The imbalance between the formation and reabsorption of bone associated with aging contributes to a reduction in bone mineral density (BMD). Understanding the factors related to this reduction is important for the care of the elderly, considering that bone fragility enhances the risk of falls, fractures, morbidity and mortality. To analyze the association between BMD and age, comorbidities, body mass index (BMI), fat and muscle mass, and to identify the profile of the body composition related to a higher BMD in the elderly.
Cross-sectional study with 99 elderly women (≥65 years) in Campinas-SP, Brazil, recruited in the clinical environment and the community. The evaluation protocol included age, disease, BMI, bone mass, fat mass and lean mass. The statistical analyses included the Spearman, Kruskal-Wallis and post-hoc Dunn tests (p<0.05).
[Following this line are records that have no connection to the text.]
Issue #19992, opened 2024-11-26
Incorrect column order for parquet scan with hive columns included in the file and projection pushdown


nameexhaustion:
### Checks

- [X] I have checked that this issue has not already been reported.
- [X] I have confirmed this bug exists on the [latest version](https://pypi.org/project/polars/) of Polars.

### Reproducible example

```python
from pathlib import Path
import polars as pl
from polars.testing import assert_frame_equal

tmp_path = Path(".env/_data/")

path = tmp_path / "a=1/b=2/1"
path.parent.mkdir(parents=True, exist_ok=True)
(
    df := pl.DataFrame(
        {"x": 1, "a": 1, "b": 2, "y": 1},
        schema={"x": pl.Int32, "a": pl.Int8, "b": pl.Int16, "y": pl.Int32},
    )
).write_parquet(path)

assert_frame_equal(
    pl.scan_parquet(tmp_path).select("x", "y", "a", "b").collect(),
    df.select("x", "y", "a", "b"),
)

print("OK")

```

### Log output

```shell
AssertionError: DataFrames are different (columns are not in the same order)
[left]:  ['x', 'a', 'b', 'y']
[right]: ['x', 'y', 'a', 'b']
```

### Issue description

Incorrect column order

### Expected behavior

Correct column order

### Installed versions

<details>

```
--------Version info---------
Polars:              1.15.0
Index type:          UInt32
Platform:            macOS-14.6.1-arm64-arm-64bit
Python:              3.12.2 (main, Jul 18 2024, 16:21:55) [Clang 15.0.0 (clang-1500.3.9.4)]
LTS CPU:             False

----Optional dependencies----
adbc_driver_manager  1.1.0
altair               5.4.1
boto3                1.34.131
cloudpickle          3.0.0
connectorx           0.3.3
deltalake            0.17.0
fastexcel            0.11.5
fsspec               2024.6.1
gevent               24.2.1
google.auth          <not installed>
great_tables         0.10.0
matplotlib           3.9.1
nest_asyncio         1.6.0
numpy                2.0.1
openpyxl             3.1.5
pandas               2.2.2
pyarrow              18.0.0
pydantic             2.8.2
pyiceberg            <not installed>
sqlalchemy           2.0.31
torch                <not installed>
xlsx2csv             0.8.2
xlsxwriter           3.2.0
```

There was a negative association between BMD and age (r=-0.48) and a positive association with disease (r=0.21), BMI (r=0.66), fat (r=0.66) and muscle (r=0.62). According to the analysis of body composition profiles, the group with a higher BMD was characterized by elderly with greater muscle and fat masses (p<0.001).
The interrelationship of lean and fat in determining BMD was verified. These data are preventive and diagnostic relevant for the identification of the elderly who are vulnerable to bone changes and suggest the need for the development of preventive measures, diagnostic tests and treatments with a focus on body composition.
Keywords: Elderly; Bone Mass; BMD, Lean Mass; Body Composition; Dual-Energy X-Ray Absorptiometry
The body composition is a metabolic and functional component, showing alterations throughout life. Between the observed modifications include the reduction in lean mass and increased fat mass . Both muscle tissue and body fat are related to bone mineral density (BMD), but there is no consensus in the literature about the degree of the contribution of these components to the determination of bone mass [2,3].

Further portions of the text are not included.